Dataset items
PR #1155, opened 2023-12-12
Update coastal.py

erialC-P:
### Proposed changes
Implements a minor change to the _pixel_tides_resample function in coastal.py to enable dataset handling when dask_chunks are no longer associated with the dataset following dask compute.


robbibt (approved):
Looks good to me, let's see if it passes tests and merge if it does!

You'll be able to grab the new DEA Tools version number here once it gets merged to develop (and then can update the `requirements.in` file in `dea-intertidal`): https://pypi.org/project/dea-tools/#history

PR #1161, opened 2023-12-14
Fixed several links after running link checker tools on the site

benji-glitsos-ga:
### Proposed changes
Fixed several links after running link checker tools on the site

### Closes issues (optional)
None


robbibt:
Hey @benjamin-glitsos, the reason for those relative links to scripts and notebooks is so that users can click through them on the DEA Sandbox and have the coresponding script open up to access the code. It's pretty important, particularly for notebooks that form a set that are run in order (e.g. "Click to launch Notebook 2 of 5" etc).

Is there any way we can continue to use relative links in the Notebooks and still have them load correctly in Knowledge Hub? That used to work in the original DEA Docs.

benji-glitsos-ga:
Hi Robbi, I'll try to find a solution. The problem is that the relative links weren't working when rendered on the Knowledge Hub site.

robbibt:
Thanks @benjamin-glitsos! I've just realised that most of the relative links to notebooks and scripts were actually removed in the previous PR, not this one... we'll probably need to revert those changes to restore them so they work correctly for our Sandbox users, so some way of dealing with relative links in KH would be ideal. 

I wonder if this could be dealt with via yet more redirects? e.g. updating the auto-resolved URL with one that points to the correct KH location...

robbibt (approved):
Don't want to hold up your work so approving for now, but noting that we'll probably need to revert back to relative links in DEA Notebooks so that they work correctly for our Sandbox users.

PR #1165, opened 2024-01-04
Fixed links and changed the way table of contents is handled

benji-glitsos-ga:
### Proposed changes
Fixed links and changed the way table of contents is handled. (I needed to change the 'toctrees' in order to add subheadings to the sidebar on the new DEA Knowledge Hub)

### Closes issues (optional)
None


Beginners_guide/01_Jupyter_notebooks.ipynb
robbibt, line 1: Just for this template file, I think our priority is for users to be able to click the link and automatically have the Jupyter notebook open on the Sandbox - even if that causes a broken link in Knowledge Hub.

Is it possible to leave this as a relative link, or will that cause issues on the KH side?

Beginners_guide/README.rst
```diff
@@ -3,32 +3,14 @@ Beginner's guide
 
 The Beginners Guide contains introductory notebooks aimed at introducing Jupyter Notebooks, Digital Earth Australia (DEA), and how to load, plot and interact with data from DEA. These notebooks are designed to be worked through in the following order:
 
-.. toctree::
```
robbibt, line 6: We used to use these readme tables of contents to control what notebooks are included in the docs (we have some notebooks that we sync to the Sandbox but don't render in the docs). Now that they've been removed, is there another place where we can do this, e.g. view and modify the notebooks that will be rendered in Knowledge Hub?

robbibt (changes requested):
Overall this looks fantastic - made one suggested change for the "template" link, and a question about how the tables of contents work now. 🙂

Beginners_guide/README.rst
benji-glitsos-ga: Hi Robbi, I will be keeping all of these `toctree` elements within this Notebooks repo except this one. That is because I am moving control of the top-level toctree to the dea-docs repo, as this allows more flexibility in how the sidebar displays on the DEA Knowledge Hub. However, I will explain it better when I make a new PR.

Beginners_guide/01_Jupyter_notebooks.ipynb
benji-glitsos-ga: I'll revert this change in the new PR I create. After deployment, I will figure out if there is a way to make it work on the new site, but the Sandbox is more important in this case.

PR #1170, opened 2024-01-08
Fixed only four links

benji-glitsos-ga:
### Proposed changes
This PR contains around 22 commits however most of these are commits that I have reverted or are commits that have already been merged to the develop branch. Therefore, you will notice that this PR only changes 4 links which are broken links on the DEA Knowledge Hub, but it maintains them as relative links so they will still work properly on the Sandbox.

==

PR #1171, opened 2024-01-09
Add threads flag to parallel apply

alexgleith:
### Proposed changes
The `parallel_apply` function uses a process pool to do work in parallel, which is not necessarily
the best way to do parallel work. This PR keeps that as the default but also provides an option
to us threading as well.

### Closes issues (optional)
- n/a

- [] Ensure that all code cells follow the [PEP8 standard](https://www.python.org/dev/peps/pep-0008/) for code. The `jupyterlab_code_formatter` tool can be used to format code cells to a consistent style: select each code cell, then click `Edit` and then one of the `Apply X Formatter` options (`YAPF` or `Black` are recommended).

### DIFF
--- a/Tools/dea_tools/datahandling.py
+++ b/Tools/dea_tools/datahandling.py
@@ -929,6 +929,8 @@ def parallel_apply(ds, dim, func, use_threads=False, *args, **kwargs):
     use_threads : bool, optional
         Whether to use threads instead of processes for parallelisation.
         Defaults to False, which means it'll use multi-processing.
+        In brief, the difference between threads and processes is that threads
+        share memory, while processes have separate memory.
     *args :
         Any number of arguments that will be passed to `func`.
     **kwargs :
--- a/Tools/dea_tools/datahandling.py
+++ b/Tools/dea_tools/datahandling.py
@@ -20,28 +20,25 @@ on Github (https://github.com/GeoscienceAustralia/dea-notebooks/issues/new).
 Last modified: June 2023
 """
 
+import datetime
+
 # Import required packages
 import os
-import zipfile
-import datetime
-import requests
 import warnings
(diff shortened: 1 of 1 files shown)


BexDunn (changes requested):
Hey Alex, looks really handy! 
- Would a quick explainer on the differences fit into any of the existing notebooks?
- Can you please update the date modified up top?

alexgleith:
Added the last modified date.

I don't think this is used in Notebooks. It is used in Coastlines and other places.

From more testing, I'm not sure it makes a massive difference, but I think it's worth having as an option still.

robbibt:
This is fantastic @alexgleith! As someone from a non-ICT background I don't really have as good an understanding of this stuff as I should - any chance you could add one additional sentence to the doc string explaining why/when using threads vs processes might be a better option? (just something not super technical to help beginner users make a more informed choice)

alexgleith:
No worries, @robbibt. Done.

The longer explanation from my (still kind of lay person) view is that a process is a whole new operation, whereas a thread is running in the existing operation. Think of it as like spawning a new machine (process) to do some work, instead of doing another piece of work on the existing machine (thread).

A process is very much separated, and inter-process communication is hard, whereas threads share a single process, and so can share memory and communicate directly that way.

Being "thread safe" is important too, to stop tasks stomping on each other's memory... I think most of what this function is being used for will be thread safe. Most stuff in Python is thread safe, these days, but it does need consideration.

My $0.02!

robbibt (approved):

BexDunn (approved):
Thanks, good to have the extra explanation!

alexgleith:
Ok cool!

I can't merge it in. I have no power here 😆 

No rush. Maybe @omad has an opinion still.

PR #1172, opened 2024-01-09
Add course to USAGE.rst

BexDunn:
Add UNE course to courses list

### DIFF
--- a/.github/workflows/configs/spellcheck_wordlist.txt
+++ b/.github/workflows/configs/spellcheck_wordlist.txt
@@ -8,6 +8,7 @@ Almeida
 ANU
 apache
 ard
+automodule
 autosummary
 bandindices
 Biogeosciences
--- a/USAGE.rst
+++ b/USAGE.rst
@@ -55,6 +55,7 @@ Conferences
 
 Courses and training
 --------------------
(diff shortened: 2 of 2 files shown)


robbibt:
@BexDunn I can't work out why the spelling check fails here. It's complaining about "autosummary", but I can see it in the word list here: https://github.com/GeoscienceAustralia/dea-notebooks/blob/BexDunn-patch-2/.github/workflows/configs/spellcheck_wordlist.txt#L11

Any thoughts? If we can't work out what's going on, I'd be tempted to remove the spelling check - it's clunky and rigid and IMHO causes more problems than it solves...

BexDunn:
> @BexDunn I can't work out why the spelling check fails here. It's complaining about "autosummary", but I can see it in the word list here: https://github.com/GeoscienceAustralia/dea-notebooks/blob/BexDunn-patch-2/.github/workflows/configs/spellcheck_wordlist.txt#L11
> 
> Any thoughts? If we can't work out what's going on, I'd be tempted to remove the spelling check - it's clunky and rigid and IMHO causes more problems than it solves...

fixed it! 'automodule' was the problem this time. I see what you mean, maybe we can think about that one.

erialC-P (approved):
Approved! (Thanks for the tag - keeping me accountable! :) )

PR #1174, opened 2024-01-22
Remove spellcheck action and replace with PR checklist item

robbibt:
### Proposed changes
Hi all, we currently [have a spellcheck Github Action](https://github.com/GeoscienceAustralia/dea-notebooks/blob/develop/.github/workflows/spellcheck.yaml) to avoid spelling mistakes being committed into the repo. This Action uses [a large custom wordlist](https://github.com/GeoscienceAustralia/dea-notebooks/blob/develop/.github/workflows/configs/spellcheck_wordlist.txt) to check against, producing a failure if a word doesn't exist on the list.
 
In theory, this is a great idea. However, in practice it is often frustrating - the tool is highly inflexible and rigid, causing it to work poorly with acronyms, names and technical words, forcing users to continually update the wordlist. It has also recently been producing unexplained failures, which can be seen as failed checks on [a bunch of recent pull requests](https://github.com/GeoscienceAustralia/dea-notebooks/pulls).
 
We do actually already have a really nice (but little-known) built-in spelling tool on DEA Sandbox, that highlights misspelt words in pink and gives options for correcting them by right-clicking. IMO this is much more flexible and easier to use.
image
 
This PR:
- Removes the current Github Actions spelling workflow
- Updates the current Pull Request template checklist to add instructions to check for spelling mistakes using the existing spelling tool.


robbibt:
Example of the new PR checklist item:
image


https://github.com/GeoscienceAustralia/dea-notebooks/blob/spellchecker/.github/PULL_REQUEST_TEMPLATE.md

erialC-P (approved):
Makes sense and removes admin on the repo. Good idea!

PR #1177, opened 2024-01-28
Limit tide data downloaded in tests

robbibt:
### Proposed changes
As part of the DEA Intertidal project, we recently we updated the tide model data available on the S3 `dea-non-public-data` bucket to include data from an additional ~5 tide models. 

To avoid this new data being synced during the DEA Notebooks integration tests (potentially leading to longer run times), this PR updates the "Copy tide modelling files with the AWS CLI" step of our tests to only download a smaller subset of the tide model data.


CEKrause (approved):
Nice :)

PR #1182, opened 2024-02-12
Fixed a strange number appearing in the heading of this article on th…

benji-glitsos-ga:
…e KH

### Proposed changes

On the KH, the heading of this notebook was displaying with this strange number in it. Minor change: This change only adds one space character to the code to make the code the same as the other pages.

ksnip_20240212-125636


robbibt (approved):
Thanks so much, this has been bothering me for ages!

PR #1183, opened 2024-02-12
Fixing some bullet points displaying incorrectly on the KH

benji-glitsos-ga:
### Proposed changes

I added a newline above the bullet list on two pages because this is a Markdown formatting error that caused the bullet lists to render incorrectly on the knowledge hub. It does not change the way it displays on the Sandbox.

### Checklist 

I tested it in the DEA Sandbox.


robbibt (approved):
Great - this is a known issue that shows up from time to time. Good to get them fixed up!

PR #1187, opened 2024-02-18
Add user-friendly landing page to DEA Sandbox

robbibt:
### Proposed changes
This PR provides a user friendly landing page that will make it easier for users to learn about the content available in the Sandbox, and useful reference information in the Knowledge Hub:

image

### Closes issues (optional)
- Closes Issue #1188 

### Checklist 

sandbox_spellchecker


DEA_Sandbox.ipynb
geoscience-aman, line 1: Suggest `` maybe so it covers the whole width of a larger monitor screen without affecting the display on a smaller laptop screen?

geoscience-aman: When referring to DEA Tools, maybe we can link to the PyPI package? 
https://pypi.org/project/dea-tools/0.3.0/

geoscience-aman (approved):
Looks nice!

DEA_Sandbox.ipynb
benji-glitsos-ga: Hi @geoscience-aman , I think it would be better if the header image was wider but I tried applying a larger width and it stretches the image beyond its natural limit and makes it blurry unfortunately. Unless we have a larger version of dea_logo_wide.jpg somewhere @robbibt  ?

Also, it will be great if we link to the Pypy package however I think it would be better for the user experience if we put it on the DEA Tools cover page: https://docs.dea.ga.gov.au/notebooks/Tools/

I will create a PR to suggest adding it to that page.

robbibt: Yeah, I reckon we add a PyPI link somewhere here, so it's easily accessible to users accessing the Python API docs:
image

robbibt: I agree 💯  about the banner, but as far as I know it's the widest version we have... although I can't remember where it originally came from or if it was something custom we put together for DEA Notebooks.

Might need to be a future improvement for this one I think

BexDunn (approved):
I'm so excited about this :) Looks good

* * *

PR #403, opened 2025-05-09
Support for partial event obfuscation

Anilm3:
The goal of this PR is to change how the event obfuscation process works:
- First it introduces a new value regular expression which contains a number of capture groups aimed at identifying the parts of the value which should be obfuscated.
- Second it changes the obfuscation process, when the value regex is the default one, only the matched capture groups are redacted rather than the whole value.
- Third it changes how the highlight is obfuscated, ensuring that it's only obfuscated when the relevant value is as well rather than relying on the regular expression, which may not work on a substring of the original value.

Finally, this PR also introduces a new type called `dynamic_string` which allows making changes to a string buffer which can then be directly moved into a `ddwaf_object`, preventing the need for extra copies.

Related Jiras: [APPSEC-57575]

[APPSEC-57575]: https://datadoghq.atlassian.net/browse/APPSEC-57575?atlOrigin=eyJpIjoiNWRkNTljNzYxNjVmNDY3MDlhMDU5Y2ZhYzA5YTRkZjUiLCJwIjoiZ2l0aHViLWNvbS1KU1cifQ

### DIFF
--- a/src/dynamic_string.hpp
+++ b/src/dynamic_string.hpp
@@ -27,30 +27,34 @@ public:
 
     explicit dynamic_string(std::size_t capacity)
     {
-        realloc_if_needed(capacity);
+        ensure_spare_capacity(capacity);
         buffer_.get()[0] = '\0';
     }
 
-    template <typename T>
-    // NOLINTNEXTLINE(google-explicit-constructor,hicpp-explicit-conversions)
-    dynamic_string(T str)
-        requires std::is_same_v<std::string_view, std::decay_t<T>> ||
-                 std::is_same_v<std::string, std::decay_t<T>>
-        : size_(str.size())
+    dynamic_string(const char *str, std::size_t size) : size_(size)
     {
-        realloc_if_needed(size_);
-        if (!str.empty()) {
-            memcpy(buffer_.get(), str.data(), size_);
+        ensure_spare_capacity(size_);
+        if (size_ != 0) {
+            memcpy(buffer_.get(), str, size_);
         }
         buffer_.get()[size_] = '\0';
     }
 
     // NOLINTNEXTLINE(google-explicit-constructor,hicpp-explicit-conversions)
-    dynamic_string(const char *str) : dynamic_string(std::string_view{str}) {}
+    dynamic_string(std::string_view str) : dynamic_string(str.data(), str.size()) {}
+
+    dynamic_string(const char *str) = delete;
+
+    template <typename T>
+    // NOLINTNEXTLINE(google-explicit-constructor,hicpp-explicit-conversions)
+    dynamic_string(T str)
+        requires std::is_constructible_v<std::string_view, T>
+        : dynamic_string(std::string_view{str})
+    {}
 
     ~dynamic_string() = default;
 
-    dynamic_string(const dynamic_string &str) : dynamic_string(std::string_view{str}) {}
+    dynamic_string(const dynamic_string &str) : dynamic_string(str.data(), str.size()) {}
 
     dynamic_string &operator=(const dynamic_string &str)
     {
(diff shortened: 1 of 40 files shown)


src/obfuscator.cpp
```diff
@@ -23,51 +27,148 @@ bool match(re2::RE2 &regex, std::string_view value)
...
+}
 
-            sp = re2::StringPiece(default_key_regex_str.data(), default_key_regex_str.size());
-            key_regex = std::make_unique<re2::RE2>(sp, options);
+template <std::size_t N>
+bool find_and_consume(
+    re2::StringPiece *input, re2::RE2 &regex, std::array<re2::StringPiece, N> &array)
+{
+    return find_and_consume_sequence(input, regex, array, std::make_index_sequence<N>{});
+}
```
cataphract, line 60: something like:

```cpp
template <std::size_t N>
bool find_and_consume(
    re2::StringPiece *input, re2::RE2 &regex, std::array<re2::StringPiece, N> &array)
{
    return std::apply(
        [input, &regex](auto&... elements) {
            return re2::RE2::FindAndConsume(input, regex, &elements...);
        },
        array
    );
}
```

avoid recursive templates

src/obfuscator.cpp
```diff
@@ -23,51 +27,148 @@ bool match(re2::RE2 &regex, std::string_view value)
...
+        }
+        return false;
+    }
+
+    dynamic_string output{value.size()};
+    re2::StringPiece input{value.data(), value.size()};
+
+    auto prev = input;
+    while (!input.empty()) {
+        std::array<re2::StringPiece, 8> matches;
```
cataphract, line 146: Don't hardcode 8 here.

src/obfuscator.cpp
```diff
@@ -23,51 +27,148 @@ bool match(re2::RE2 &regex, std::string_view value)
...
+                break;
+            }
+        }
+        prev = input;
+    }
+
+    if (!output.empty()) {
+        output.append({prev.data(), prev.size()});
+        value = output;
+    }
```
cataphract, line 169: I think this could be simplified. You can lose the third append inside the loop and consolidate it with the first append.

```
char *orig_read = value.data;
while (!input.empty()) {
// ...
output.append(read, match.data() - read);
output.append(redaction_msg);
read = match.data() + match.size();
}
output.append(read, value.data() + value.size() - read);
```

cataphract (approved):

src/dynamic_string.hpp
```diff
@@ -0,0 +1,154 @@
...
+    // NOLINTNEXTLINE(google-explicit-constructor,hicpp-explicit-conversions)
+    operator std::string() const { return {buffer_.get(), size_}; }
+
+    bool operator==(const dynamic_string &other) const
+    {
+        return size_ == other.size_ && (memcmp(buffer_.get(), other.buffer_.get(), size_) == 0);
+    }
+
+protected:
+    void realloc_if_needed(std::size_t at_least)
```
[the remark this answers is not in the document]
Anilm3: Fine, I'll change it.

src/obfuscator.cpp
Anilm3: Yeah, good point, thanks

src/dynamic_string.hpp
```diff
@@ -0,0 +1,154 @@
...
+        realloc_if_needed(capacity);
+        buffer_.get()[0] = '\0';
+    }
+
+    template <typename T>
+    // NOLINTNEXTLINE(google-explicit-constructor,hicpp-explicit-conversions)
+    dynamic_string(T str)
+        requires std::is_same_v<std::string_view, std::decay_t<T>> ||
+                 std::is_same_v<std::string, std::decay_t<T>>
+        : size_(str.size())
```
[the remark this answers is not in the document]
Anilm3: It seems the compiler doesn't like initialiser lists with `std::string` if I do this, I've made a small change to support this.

◆ **What the task asks**
Among the lines of the preceding data, which ones hold the word "whereas"? List them.

◆ **Worked solution**
The longer explanation from my (still kind of lay person) view is that a process is a whole new operation, whereas a thread is running in the existing operation. Think of it as like spawning a new machine (process) to do some work, instead of doing another piece of work on the existing machine (thread).
A process is very much separated, and inter-process communication is hard, whereas threads share a single process, and so can share memory and communicate directly that way.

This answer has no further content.